TASK OBJECTIVE:
Extract the lines that carry the string "tests" from the listing.
= = = = =
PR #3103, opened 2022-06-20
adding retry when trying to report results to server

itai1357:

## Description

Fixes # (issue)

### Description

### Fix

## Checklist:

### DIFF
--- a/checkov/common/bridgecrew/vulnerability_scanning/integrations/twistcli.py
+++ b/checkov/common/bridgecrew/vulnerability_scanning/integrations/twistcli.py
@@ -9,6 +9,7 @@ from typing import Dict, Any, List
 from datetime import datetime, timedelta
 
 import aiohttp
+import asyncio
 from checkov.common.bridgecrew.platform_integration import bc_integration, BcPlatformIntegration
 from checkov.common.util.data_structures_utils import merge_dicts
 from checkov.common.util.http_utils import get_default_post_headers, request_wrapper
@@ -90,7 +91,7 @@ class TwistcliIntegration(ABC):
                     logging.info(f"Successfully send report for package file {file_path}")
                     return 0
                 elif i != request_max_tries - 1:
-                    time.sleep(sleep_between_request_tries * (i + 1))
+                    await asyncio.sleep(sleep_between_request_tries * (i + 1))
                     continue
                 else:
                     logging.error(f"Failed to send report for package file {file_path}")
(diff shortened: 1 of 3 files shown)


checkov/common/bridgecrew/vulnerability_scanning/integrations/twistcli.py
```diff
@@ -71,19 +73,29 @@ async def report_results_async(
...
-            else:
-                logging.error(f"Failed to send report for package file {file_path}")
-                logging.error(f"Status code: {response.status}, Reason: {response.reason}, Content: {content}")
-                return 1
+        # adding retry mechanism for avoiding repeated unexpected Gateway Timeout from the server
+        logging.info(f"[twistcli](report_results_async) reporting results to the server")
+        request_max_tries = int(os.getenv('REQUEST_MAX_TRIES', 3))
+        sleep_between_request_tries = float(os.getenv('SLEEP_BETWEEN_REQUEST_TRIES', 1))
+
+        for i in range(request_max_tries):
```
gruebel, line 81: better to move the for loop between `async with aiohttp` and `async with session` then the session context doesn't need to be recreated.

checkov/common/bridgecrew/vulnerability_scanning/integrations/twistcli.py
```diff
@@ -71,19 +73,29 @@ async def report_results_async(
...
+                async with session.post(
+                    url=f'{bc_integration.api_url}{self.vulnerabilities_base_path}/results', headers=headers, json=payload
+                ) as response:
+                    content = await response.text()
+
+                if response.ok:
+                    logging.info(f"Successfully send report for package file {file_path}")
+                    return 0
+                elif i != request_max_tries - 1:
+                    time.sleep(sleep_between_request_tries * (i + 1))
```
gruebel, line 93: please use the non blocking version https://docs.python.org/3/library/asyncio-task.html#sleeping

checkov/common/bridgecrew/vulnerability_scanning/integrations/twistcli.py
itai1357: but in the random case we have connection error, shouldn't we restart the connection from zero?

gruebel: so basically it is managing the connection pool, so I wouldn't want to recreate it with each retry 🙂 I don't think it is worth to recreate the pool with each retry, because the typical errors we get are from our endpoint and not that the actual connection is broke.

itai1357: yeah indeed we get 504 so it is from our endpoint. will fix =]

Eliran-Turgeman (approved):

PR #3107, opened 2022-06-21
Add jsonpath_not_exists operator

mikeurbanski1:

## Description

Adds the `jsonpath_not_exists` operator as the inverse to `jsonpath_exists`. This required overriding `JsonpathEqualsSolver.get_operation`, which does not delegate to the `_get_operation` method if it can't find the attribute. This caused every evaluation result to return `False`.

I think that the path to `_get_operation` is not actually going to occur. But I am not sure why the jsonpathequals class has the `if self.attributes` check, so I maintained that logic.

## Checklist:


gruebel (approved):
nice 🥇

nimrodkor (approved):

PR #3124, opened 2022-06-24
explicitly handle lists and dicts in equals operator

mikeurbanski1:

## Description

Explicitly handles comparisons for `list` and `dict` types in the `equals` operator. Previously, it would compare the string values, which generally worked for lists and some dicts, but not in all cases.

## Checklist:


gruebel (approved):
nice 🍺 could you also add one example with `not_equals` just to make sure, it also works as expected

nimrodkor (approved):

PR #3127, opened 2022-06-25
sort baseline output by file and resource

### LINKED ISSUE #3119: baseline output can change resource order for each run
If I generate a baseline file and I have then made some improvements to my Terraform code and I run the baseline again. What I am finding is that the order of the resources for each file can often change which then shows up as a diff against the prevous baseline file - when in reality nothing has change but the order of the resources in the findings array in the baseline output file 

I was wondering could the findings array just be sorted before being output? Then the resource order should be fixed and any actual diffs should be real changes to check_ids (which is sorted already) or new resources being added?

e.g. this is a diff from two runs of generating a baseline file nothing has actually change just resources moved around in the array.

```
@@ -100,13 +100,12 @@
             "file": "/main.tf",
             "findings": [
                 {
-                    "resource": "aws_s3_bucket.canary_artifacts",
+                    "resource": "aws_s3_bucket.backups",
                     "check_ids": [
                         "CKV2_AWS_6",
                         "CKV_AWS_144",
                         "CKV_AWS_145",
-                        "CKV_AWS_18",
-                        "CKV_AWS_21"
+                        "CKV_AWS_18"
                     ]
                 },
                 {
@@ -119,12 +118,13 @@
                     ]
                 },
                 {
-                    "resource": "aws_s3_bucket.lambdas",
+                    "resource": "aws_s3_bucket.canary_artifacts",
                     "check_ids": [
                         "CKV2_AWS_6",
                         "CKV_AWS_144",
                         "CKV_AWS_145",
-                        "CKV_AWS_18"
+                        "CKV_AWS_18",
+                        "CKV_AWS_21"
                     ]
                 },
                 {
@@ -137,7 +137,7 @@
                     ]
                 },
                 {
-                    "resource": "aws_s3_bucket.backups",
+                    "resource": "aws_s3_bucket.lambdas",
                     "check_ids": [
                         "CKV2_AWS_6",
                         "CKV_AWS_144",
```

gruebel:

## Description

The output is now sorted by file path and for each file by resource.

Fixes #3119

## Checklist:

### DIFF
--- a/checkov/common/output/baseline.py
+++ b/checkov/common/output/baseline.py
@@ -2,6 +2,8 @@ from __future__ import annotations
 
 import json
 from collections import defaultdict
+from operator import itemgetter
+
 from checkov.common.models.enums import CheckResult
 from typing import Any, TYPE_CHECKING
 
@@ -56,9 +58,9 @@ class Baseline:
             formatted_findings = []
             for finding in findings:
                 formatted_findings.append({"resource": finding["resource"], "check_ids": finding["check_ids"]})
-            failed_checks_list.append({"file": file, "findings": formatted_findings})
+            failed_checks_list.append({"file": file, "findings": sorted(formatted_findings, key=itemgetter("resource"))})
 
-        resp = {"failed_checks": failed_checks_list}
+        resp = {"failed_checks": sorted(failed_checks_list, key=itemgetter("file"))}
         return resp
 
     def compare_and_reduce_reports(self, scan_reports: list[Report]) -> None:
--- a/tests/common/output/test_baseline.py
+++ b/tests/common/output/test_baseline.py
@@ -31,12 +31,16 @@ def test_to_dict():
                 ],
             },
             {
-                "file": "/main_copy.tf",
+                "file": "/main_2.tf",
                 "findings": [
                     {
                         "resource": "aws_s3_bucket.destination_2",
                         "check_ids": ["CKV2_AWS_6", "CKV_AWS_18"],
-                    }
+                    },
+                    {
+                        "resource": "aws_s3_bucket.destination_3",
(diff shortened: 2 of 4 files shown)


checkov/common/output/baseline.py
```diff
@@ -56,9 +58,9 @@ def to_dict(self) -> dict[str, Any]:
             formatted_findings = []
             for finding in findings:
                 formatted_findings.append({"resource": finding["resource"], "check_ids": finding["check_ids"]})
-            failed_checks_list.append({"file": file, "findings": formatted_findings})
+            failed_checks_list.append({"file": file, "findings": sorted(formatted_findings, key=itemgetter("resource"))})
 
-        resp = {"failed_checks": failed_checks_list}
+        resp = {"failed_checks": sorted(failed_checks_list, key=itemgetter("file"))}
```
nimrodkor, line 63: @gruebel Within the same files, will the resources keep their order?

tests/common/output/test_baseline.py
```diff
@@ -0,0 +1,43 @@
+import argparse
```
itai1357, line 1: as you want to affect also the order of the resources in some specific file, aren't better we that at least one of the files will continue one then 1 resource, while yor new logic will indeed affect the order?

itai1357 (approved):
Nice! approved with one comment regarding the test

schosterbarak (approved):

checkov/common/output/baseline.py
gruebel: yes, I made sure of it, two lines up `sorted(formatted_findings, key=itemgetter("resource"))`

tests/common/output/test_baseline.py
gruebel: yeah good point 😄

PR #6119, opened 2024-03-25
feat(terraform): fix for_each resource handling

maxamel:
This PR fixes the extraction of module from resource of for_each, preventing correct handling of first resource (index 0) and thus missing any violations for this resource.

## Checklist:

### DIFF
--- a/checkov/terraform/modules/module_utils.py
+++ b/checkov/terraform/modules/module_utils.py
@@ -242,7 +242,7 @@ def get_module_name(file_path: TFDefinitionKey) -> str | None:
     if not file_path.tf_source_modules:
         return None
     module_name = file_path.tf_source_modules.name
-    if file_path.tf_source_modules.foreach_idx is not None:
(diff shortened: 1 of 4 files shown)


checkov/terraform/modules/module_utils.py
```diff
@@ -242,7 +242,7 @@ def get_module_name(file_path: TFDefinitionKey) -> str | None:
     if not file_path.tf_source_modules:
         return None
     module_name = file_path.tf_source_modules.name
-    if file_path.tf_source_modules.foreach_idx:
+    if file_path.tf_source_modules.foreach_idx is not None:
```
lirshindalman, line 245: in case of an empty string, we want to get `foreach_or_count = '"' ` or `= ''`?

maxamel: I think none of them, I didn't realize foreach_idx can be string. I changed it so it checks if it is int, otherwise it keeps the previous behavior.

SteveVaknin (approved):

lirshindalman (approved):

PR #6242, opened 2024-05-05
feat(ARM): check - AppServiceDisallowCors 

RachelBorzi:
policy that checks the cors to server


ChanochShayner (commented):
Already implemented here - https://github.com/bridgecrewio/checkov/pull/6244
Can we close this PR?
= = = = =
ANSWER TO THIS PROBLEM:
--- a/tests/common/output/test_baseline.py
+++ b/tests/common/output/test_baseline.py
tests/common/output/test_baseline.py
tests/common/output/test_baseline.py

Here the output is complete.